▶ [HOW TO COMPLETE THIS TASK]: Match on the string "using" in the entries below and return every matching line.

▶ [GIVEN INFORMATION]:
# # # #

Issue #4841, opened 2022-08-10
"Sign in via Nextcloud notification" enhancements for macOS


jancborchardt:
- [x] The "Sign in via Nextcloud notification" notification does not have a primary button. "Approve" should be that one. :)
- [x] When clicking either "Approve" or "Deny", the notification should vanish (be marked as read). Currently it stays there
- [x] It says "Please approve or deny" but there is no "Deny" option. That should be added between "Approve" and "Mark as read"
- [ ] There is a quite long delay in seeing this message. In practice, the Android app displays this immediately, and the desktop client does not, even after waiting 20-30 seconds.
- [ ] Frank reported that on macOS when the message shows the view doesn't scroll up top automatically so you have to scroll manually

![Desktop sign in](https://user-images.githubusercontent.com/925062/183924715-fc5131df-d180-4ed6-8974-613eeb1ce811.png)

cc @claucambra

mbousq:
My 2 cts :

-  notifications to be "always-on-top". Can't check right now, but when I had sync-errors I had to scroll down past all the errors to get to the notification. Would be easier have that notification "pinned" somehow :thinking:

jancborchardt:
@camilasan btw is there any quite long delay in seeing this message? In practice, the Android app displays this immediately, and the desktop client does not, even after waiting 20-30 seconds.

jancborchardt:
@camilasan can confirm, with 3.10.1 it is now basically instant on Ubuntu 20.04. Really amazing, this makes it a looooot more seamless to sign in. :)

PR #4967, opened 2022-09-21
Fix two factor authentication notification

camilasan:
Fix for #4841

### DIFF
--- a/src/gui/tray/ActivityItemActions.qml
+++ b/src/gui/tray/ActivityItemActions.qml
@@ -46,10 +46,9 @@ RowLayout {
             imageSource: model.modelData.imageSource ? model.modelData.imageSource + root.adjustedHeaderColor : ""
             imageSourceHover: model.modelData.imageSourceHovered ? model.modelData.imageSourceHovered + UserModel.currentUser.headerTextColor : ""
 
-            textColor: imageSource !== "" || primary ? root.adjustedHeaderColor : Style.ncTextColor
-            textColorHovered: imageSource !== "" || primary ? UserModel.currentUser.headerTextColor : Style.ncTextColor
+            textColor: primary ? root.adjustedHeaderColor : Style.ncTextColor
+            textColorHovered: primary ? UserModel.currentUser.headerTextColor : Style.ncTextColor
 
-            bold: primary
             primaryButton: primary
 
             onClicked: !isTalkReplyButton ? root.triggerAction(model.index) : root.showReplyField()
--- a/src/gui/ocsjob.h
+++ b/src/gui/ocsjob.h
@@ -26,6 +26,8 @@
 #define OCS_SUCCESS_STATUS_CODE 100
 // Apparantly the v2.php URLs can return that
 #define OCS_SUCCESS_STATUS_CODE_V2 200
+// Two factor auth notification returns Accepted 202
+#define OCS_ACCEPTED_STATUS_CODE 202
 // not modified when using  ETag
 #define OCS_NOT_MODIFIED_STATUS_CODE_V2 304
 
--- a/src/gui/tray/ActivityActionButton.qml
+++ b/src/gui/tray/ActivityActionButton.qml
@@ -10,7 +10,7 @@ Item {
     property string text: ""
     property string toolTipText: ""
 
-    property bool bold: false
+    property bool primaryButton: false
 
     property string imageSource: ""
     property string imageSourceHover: ""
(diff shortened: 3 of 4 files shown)


jancborchardt:
@camilasan nice! :) Do you mind posting a screenshot for a much quicker design review? Thank you!

jancborchardt (approved):
If it’s the screenshot from https://github.com/nextcloud/desktop/issues/4841#issuecomment-1252767634, looks good! :)

The message does mention "Approve or deny" but the buttons are only "Approve" or "Cancel", so maybe they should be named accordingly?

src/gui/tray/ActivityItemActions.qml
```diff
@@ -46,10 +46,11 @@ RowLayout {
             imageSource: model.modelData.imageSource ? model.modelData.imageSource + root.adjustedHeaderColor : ""
             imageSourceHover: model.modelData.imageSourceHovered ? model.modelData.imageSourceHovered + UserModel.currentUser.headerTextColor : ""
 
-            textColor: imageSource !== "" ? root.adjustedHeaderColor : Style.ncTextColor
-            textColorHovered: imageSource !== "" ? UserModel.currentUser.headerTextColor : Style.ncTextColor
+            textColor: imageSource !== "" || primary ? root.adjustedHeaderColor : Style.ncTextColor
+            textColorHovered: imageSource !== "" || primary ? UserModel.currentUser.headerTextColor : Style.ncTextColor
 
             bold: primary
```
claucambra, line 52: IMO this should now be decided internally by the `ActivityActionButton`, where `property bool bold: primaryButton`, as we never set it to anything different here

src/gui/tray/ActivityItemActions.qml
```diff
@@ -46,10 +46,11 @@ RowLayout {
             imageSource: model.modelData.imageSource ? model.modelData.imageSource + root.adjustedHeaderColor : ""
             imageSourceHover: model.modelData.imageSourceHovered ? model.modelData.imageSourceHovered + UserModel.currentUser.headerTextColor : ""
 
-            textColor: imageSource !== "" ? root.adjustedHeaderColor : Style.ncTextColor
-            textColorHovered: imageSource !== "" ? UserModel.currentUser.headerTextColor : Style.ncTextColor
+            textColor: imageSource !== "" || primary ? root.adjustedHeaderColor : Style.ncTextColor
+            textColorHovered: imageSource !== "" || primary ? UserModel.currentUser.headerTextColor : Style.ncTextColor
```
claucambra, line 50: Throughout `ActivityItemActions` we are now basically always using the `CustomButton` for a situation where we have a primary button (before we would use `primary` to ensure we bolded the first button in the `CustomTextButton`)

Now that we always set things with `imageSource` and `primary` together, can we not just integrate `imageSource !== ""` into the `primary` property?

allexzander (approved):

src/gui/tray/ActivityItemActions.qml
```diff
@@ -46,10 +46,10 @@ RowLayout {
             imageSource: model.modelData.imageSource ? model.modelData.imageSource + root.adjustedHeaderColor : ""
             imageSourceHover: model.modelData.imageSourceHovered ? model.modelData.imageSourceHovered + UserModel.currentUser.headerTextColor : ""
 
-            textColor: imageSource !== "" ? root.adjustedHeaderColor : Style.ncTextColor
-            textColorHovered: imageSource !== "" ? UserModel.currentUser.headerTextColor : Style.ncTextColor
+            textColor:  primary ? root.adjustedHeaderColor : Style.ncTextColor
```
claucambra, line 49:
```suggestion
            textColor: primary ? root.adjustedHeaderColor : Style.ncTextColor
```

claucambra (changes requested):
A couple of small details

claucambra:
@camilasan It seems to work great for most notifications except missed call notifications, where we now have two primary buttons:

Screenshot 2022-09-26 at 18 22 09

I am guessing this is not intentional?

jancborchardt:
At some point, "Reply" would also be good to have in call notifications for server. cc @nickvergessen 

In the case of call notifications, "Call back" would be primary, "Reply" secondary.
For messages, "Reply" should stay primary of course.

nickvergessen:
> At some point, "Reply" would also be good to have in call notifications for server.

https://github.com/nextcloud/notifications/issues/637

claucambra (approved):

claucambra:
looks good now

# # # #

▶ [RESPONSE AREA]:
 // not modified when using  ETag
claucambra, line 50: Throughout `ActivityItemActions` we are now basically always using the `CustomButton` for a situation where we have a primary button (before we would use `primary` to ensure we bolded the first button in the `CustomTextButton`)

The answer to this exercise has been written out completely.